Moments of probability density of Hydrogen atom in a cage

Abstract

There are various information theoretic measures to study many complex systems. Most of the attention has been confined to the study of the free and confined hydrogen atom for the ground state. The Shannon entropy, Fisher entropy, Renyi entropy, and Tsalli entropy have been investigated extensively in the literature. These entropies are non-extensive and employ only the first moment of probability distribution functions. In the present work, we have presented results of the confined Hydrogen atom in a hard and a soft wall, in which higher moments of probability distribution functions are used that have a close relationship with entropic moments. These moments are the average values of nth power of probability distribution functions.

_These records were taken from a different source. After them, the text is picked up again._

PR #6554, opened 2025-10-30
Fix multiple tunnel plugins error

gonzaloriestra:

Fixes https://github.com/shop/issues-develop/issues/21321

30-50-gvxvz-gxqdi

Ignores the plugins `@shopify/app` or `@shopify/plugin-cloudflare` because they are already included in the bundle.

That way, the `multiple tunnel plugins` error won't appear when for some reason the cloudflare plugin is duplicated.

Also, it shows a warning so the users can remove those plugins that may cause conflicts:

30-52-zh53d-07vbb

### How to test your changes?

- `npm i -g --@shopify:registry=https://registry.npmjs.org @shopify/cli@0.0.0-snapshot-20251030155921`
- `shopify plugins add @shopify/app`
- `shopify app dev`

### Measuring impact

### Checklist

### DIFF
--- a/packages/cli-kit/src/public/node/base-command.test.ts
+++ b/packages/cli-kit/src/public/node/base-command.test.ts
@@ -562,6 +562,7 @@ const deleteDefaultEnvironment = async (tmpDir: string): Promise<void> => {
 
 describe('removeDuplicatedPlugins', () => {
   let capturedPlugins: Map<string, any> | undefined
+  let outputMock: ReturnType<typeof mockAndCaptureOutput>
 
   class PluginTestCommand extends MockCommand {
     async init() {
@@ -583,6 +584,8 @@ describe('removeDuplicatedPlugins', () => {
 
   beforeEach(() => {
     capturedPlugins = undefined
+    outputMock = mockAndCaptureOutput()
+    outputMock.clear()
   })
 
   test('removes @shopify/app plugin when present', async () => {
@@ -606,6 +609,11 @@ describe('removeDuplicatedPlugins', () => {
       expect(capturedPlugins.has('@shopify/plugin-ngrok')).toBe(true)
       expect(capturedPlugins.has('@shopify/plugin-did-you-mean')).toBe(true)
       expect(capturedPlugins.size).toBe(2)
+
+      // Verify warning was shown
+      expect(outputMock.output()).toMatch(/Unsupported plugins detected.*@shopify\/app/s)
+      expect(outputMock.output()).toMatch(/shopify plugins remove @shopify\/app/)
+      expect(outputMock.output()).not.toMatch(/shopify plugins remove @shopify\/plugin-cloudflare/)
     })
   })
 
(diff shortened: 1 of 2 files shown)


packages/cli-kit/src/public/node/base-command.ts
```diff
@@ -56,6 +56,7 @@ abstract class BaseCommand extends Command {
       // This function runs just prior to `run`
       await registerCleanBugsnagErrorsFromWithinPlugins(this.config)
     }
+    await removeDuplicatedPlugins(this.config)
```
isaacroldan, line 59: I think this belongs in the `prerun.ts` hook instead of the base-command class

amcaplan (commented):
Checking my understanding: This new logic means that if I have pinned `@shopify/app` in my `package.json`, while it might previously have preferred that as the source of command implementations, now it will prefer the version that comes bundled in `@shopify/cli`?

If so, that seems like a good idea, but I wanted to be sure I understood correctly.

packages/cli-kit/src/public/node/base-command.test.ts
```diff
@@ -559,3 +559,176 @@ const deleteDefaultEnvironment = async (tmpDir: string): Promise<void> => {
...
+  beforeEach(() => {
+    capturedPlugins = undefined
+  })
+
+  test('removes @shopify/app plugin when present', async () => {
+    await inTemporaryDirectory(async (tmpDir) => {
+      // Given - set up plugins to be injected
+      const mockPlugin1 = {name: '@shopify/app', version: '1.0.0'} as any
+      const mockPlugin2 = {name: '@shopify/plugin-ngrok', version: '1.0.0'} as any
+      const mockPlugin3 = {name: '@shopify/plugin-did-you-mean', version: '1.0.0'} as any
```
amcaplan, line 596: Is there a reason not to remove extra plugins? It might not raise an error, but it seems like it could lead to non-obvious behavior.

amcaplan: Actually, what about a complementary approach - what if we warn if a non-bundled `@shopify/app` plugin is installed? And then in a few minor versions it'll go warning => raise?

That seems like a good way of forcing users to migrate to the new global installation, and avoiding awkward situations where it's not clear which is the active CLI.

gonzaloriestra: Extra plugins that don't conflict with the tunnel? Why would we want to remove them?

There are some devs working on custom plugins and also some generic ones, like did-you-mean, and they would stop working.

gonzaloriestra:
@amcaplan this is not related to the `package.json` dependencies. If you include `@shopify/app` there, it's not added as a plugin.

I'm not sure about how some people are getting into this situation. The only way I found to reproduce it is to install the plugin with `shopify plugins add` as mentioned in the description.

gonzaloriestra:
@isaacroldan where exactly would you add it? I think we don't have the config in prerun, which is what we need to update.

isaacroldan:
@gonzaloriestra you do have config in prerun `options.config`, although I just tested it and the `plugins` list in that object is read-only so you can't edit it. My question is, at this point the commands have been loaded already, so does removing the plugin actually removes the commands from it?

gonzaloriestra:
Already discussed it with Isaac and this should be safe because:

The \(n\) = 2 moments in (\(r\)-) and (\(p\)-) spaces are specifically known as Onicescu energies and are denoted by \({E}_{r}\) and \({E}_{p}\). Since the position (\(r\)-) and the momentum (\(p\)-) wavefunctions are connected through Fourier transformation, all the moments in (\(r\)-) and (\(p\)-) spaces exhibit contrasting behaviour. For large confining radius, these moments attain their asymptotic values of the free Hydrogen atom. In confining environments, the (\(r\)-) and (\(p\)-) curves cross each other. The product of each moment in (\(r\)-) and (\(p\)-) spaces remain almost constant, in conformity with the Uncertainty product. The effect of confinement is noticeable below the crossing points. We have also evaluated \({E}_{r}\), for a confined attractive short-range spherical Gaussian type potential.